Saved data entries
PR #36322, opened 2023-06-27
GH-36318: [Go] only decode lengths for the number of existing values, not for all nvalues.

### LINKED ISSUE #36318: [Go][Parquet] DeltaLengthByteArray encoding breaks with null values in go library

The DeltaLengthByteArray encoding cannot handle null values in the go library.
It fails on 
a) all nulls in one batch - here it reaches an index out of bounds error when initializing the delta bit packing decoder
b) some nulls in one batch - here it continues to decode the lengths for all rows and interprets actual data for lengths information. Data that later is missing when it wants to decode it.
==
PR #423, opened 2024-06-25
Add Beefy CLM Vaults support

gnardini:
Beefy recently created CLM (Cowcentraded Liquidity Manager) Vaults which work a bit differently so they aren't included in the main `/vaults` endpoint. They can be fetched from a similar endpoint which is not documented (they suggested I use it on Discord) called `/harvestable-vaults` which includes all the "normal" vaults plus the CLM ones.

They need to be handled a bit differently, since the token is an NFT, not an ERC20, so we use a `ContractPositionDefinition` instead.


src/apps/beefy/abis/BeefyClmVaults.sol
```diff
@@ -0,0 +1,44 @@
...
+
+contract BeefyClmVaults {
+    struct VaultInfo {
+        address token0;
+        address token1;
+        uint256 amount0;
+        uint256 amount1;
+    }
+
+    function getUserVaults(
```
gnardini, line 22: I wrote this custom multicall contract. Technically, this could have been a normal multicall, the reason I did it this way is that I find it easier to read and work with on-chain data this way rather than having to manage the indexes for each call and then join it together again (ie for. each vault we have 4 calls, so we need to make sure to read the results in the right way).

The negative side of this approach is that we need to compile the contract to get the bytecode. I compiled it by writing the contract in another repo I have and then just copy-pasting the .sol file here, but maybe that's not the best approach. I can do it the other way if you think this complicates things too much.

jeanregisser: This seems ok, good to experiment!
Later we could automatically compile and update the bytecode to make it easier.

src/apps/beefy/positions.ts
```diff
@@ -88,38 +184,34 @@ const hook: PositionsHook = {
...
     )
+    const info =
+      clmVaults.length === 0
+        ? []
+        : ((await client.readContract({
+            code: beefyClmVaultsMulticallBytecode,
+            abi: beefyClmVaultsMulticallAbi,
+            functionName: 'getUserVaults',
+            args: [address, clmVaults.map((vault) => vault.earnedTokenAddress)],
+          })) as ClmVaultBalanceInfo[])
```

- _WHAT TO DO_: From the records above, print exactly the lines that run from the line with "PR #36322, opened 2023-06-27" to the line with "b) some nulls", inclusive.

- _RESULT OF THIS TASK_:
PR #36322, opened 2023-06-27
GH-36318: [Go] only decode lengths for the number of existing values, not for all nvalues.

### LINKED ISSUE #36318: [Go][Parquet] DeltaLengthByteArray encoding breaks with null values in go library

The DeltaLengthByteArray encoding cannot handle null values in the go library.
It fails on 
a) all nulls in one batch - here it reaches an index out of bounds error when initializing the delta bit packing decoder
b) some nulls in one batch - here it continues to decode the lengths for all rows and interprets actual data for lengths information. Data that later is missing when it wants to decode it.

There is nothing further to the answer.